Material shown:

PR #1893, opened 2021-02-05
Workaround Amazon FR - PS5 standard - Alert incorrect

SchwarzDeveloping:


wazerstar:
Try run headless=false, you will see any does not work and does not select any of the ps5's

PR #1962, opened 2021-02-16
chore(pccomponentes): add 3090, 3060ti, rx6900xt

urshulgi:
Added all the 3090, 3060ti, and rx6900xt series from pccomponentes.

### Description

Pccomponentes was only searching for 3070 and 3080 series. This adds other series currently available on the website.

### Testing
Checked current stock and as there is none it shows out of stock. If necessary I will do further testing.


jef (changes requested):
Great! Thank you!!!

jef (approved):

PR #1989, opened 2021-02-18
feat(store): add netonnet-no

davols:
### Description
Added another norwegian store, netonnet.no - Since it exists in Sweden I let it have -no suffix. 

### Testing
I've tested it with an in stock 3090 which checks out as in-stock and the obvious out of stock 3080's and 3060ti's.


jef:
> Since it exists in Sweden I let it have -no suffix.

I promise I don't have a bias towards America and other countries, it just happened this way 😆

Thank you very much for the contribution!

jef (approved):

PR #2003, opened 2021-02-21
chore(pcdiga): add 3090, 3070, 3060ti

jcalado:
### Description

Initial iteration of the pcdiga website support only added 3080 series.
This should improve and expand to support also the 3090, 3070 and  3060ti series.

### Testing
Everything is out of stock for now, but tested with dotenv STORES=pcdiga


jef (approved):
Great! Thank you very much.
---
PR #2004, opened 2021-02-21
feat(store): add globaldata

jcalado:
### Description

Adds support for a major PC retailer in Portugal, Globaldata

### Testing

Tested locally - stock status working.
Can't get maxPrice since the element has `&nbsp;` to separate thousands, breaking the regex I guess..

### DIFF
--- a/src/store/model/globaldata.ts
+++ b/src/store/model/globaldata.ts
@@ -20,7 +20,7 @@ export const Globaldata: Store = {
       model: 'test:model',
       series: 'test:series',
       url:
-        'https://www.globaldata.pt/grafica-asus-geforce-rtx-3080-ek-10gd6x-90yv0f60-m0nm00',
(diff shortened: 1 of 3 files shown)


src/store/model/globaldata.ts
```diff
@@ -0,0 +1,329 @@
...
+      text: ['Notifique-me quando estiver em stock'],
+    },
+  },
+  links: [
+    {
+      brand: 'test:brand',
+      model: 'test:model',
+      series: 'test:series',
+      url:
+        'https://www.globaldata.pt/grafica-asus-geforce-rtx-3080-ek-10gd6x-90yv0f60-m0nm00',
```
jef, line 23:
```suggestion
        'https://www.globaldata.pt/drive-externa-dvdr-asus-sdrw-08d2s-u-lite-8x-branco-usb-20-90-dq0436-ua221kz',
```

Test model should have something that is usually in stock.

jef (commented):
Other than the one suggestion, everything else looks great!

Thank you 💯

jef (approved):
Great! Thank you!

Your goal:
Filter the records, keeping only lines that contain "suffix", and show those lines.

Solved problem:
Added another norwegian store, netonnet.no - Since it exists in Sweden I let it have -no suffix. 
> Since it exists in Sweden I let it have -no suffix.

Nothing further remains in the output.